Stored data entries
*** Block opens ***
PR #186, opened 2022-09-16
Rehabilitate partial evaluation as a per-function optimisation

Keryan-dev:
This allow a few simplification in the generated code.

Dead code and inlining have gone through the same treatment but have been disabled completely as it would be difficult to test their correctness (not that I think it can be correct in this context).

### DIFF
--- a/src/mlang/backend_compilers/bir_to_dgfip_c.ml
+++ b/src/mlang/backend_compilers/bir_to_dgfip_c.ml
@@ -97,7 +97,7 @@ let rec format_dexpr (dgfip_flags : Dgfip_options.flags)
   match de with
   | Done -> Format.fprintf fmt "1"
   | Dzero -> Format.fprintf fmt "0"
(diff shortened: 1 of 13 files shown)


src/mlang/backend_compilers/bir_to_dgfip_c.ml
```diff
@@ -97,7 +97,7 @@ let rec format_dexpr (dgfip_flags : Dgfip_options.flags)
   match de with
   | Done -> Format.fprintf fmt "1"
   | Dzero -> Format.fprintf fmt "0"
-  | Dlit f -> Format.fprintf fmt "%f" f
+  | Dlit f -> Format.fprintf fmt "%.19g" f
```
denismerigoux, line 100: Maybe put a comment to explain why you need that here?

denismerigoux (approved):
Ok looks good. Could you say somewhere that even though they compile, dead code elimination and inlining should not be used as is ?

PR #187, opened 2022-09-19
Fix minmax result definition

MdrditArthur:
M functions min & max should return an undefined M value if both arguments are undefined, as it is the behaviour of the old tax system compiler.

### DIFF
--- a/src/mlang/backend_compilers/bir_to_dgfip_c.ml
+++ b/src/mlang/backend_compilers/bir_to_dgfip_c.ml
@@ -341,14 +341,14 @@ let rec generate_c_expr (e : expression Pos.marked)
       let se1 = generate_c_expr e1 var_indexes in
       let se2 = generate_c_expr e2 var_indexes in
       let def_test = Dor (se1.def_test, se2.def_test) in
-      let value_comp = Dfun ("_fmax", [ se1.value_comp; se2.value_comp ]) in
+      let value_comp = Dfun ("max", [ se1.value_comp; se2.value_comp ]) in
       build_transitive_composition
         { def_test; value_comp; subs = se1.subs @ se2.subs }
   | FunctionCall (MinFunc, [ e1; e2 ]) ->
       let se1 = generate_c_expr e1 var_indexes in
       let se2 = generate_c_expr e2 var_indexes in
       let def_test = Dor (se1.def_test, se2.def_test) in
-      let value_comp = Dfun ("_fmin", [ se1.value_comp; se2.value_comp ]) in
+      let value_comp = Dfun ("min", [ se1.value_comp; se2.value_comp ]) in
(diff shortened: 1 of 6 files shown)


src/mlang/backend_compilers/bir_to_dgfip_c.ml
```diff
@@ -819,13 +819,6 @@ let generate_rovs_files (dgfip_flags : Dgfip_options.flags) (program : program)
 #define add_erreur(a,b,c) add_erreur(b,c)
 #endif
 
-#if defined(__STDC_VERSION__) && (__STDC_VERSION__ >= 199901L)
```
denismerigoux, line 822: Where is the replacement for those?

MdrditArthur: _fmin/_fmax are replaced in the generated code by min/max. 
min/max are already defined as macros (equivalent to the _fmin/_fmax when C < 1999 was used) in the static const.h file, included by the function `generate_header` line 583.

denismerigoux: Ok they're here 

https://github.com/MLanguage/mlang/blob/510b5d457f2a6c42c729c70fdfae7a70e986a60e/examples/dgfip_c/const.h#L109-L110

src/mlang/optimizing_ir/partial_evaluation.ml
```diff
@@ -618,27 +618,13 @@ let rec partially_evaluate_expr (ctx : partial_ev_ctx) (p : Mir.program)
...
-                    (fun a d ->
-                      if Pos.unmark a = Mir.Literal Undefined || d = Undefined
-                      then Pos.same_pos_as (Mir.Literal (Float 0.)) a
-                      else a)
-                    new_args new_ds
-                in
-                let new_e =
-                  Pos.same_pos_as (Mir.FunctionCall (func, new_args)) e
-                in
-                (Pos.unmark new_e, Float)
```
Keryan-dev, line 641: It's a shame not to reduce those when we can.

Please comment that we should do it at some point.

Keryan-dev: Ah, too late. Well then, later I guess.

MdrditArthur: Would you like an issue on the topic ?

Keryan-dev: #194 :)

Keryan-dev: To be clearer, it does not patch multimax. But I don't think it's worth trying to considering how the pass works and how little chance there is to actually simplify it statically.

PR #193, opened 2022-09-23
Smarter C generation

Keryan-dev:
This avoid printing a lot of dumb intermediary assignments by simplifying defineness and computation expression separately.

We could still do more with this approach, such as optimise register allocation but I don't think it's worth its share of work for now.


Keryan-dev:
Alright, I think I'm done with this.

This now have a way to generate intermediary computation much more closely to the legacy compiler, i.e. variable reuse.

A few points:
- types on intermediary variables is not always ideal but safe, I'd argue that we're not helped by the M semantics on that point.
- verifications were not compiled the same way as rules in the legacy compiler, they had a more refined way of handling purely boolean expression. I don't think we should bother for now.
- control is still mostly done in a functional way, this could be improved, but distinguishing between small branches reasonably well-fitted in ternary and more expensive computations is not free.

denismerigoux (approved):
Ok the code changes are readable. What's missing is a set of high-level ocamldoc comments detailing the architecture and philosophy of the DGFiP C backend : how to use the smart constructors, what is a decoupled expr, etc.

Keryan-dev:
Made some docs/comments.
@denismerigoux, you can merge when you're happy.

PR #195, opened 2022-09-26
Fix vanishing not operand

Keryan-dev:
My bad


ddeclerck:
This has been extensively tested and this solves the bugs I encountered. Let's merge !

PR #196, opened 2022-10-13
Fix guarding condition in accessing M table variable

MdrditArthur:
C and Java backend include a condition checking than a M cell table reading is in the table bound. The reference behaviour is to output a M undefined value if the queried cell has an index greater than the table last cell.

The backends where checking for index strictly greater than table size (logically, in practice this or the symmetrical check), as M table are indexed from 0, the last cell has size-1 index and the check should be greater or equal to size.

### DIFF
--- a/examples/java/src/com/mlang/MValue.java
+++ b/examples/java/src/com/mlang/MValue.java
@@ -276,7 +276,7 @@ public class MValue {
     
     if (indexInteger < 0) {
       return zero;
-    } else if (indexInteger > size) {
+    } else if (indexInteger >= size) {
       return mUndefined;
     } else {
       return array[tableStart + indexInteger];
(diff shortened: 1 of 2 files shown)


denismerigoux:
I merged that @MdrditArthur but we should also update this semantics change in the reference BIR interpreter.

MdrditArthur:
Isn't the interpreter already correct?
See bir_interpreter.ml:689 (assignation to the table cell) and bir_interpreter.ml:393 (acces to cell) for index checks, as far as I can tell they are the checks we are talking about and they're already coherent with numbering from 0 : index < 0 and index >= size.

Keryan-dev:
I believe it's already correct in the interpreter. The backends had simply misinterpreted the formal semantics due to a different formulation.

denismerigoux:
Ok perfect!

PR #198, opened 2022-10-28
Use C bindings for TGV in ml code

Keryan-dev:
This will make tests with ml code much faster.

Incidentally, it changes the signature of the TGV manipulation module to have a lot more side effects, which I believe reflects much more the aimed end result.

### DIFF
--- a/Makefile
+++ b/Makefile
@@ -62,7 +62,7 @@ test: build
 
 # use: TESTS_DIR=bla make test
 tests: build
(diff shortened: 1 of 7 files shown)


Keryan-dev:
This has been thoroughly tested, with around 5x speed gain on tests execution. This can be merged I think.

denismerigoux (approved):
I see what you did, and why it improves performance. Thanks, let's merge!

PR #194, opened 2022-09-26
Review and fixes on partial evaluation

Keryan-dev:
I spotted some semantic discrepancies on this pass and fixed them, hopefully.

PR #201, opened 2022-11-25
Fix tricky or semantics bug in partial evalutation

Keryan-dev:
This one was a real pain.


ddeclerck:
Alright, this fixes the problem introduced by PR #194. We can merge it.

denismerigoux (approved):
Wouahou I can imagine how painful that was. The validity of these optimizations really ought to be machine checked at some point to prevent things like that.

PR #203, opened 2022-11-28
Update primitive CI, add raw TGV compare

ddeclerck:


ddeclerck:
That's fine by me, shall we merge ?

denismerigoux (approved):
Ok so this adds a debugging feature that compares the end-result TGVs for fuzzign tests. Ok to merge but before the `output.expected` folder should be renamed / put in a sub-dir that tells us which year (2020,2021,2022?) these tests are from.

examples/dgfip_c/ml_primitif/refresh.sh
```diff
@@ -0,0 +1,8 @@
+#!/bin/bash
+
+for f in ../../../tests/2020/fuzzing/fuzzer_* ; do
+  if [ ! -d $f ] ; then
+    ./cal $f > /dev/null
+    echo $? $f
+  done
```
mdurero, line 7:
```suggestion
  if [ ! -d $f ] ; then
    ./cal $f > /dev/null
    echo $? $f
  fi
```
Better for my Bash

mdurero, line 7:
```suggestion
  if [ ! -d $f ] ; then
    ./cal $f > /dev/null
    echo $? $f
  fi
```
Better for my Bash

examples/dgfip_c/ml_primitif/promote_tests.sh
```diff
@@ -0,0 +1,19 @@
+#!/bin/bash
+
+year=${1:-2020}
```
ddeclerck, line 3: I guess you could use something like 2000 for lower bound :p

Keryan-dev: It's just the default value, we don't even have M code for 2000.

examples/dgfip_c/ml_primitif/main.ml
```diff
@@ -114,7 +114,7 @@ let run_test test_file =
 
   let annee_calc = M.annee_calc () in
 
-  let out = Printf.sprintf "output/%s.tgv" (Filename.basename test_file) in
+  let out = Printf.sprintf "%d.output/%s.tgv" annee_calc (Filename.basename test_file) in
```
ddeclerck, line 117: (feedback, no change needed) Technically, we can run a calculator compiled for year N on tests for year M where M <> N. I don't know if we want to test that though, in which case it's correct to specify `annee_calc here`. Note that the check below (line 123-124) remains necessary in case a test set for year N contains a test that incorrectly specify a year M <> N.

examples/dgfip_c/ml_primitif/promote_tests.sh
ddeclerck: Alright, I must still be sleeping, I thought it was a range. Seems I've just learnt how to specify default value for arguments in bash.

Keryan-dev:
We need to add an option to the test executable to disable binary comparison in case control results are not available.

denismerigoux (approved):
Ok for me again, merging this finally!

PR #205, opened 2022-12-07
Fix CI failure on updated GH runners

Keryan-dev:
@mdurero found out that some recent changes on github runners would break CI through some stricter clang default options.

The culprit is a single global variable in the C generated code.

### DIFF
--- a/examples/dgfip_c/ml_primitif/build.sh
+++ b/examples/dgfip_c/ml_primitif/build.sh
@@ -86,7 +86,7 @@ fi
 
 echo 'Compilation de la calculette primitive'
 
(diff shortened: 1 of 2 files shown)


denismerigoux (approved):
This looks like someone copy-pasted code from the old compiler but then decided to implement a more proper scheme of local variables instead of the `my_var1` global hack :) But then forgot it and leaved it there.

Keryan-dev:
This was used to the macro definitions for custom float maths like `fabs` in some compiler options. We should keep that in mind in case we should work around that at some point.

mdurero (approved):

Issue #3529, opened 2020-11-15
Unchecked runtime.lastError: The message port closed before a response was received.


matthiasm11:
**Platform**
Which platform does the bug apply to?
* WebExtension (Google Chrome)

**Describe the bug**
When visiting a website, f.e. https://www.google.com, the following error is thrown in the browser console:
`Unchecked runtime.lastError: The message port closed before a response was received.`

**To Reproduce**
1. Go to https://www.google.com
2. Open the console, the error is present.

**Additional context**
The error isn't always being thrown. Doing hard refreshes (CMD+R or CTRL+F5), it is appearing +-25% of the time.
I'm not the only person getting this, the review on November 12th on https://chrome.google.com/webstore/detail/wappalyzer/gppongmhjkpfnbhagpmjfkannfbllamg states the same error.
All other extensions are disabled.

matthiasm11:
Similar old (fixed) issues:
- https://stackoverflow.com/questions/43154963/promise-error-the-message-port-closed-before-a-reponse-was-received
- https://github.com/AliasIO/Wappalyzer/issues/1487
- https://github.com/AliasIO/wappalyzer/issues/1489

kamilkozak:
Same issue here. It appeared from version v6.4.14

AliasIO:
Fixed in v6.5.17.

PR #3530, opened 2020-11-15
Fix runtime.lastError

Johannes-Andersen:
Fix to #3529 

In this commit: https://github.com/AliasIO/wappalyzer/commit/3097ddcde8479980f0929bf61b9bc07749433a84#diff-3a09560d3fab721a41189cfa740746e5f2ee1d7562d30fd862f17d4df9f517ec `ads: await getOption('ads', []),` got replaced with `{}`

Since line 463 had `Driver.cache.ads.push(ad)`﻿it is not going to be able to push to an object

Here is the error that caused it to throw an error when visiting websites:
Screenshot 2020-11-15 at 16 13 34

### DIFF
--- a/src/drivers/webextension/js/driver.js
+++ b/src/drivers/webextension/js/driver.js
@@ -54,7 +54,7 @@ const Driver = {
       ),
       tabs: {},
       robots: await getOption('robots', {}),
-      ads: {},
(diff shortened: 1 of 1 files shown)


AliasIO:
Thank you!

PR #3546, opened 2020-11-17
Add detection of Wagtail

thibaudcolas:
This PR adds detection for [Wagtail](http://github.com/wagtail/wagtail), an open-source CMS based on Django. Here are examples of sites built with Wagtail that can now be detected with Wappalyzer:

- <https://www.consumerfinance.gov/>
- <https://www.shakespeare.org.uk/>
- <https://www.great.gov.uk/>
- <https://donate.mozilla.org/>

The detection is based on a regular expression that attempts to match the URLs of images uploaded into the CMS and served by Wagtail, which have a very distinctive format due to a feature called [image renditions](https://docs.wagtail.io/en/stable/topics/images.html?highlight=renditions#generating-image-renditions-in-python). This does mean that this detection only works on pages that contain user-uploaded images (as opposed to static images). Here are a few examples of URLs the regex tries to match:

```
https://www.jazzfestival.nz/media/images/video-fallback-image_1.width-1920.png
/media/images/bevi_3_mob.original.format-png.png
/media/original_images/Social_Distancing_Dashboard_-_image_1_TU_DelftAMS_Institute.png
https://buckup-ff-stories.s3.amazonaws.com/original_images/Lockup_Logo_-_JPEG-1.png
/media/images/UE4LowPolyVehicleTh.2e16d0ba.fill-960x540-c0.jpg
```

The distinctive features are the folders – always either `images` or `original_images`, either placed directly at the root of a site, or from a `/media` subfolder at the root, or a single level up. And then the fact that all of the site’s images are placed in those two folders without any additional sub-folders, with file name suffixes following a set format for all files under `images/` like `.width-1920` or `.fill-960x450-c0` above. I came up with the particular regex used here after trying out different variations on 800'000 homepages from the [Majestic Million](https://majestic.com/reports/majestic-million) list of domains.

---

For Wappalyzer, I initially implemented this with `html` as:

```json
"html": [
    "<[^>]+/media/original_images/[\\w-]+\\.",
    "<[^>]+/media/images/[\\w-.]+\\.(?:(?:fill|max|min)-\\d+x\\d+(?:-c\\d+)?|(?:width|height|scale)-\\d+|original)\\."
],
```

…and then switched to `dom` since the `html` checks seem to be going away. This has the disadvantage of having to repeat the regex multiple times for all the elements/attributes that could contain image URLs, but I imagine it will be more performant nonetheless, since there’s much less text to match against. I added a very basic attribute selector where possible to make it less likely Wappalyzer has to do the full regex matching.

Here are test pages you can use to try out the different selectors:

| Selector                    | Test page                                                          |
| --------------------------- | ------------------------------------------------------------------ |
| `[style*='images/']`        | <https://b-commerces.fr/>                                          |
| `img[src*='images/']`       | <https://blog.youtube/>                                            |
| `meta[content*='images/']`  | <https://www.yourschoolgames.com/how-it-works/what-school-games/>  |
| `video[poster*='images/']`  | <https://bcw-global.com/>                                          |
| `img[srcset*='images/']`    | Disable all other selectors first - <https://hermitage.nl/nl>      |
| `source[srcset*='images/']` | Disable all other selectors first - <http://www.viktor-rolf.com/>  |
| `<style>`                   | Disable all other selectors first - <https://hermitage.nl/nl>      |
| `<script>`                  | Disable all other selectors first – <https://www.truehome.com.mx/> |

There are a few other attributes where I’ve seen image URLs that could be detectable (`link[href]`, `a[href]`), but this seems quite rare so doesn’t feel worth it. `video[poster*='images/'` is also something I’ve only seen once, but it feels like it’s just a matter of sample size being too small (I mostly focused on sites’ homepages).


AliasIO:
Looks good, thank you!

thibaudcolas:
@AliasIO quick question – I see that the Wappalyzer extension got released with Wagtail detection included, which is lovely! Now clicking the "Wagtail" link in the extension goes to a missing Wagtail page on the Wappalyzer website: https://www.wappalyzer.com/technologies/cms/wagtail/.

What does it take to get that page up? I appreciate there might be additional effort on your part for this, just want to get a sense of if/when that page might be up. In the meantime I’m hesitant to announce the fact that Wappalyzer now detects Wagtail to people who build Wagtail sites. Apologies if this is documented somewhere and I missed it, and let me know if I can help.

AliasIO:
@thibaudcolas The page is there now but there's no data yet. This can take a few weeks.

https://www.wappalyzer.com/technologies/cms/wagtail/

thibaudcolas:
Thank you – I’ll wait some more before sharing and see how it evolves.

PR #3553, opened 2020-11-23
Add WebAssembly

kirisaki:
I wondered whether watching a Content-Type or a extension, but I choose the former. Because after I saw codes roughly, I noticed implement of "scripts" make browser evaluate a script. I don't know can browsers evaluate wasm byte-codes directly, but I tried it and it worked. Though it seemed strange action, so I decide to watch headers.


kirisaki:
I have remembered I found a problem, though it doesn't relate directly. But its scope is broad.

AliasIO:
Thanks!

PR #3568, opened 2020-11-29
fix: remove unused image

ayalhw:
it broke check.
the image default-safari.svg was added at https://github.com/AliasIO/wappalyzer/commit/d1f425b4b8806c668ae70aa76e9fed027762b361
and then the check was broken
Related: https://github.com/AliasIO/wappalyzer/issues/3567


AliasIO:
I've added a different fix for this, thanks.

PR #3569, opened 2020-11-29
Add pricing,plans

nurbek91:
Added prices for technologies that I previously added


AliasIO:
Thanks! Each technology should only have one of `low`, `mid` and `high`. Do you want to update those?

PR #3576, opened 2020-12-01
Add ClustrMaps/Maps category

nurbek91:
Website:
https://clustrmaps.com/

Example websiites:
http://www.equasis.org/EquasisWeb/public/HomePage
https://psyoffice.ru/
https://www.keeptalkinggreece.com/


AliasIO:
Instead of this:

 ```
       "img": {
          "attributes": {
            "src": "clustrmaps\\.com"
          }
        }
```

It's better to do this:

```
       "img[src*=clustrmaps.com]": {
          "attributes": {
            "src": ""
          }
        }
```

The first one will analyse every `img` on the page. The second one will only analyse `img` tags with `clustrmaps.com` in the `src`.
*** Block closes ***
How many of the lines above include the word "closed"? Give that number without comment.

* **EXERCISE RESULT**:
3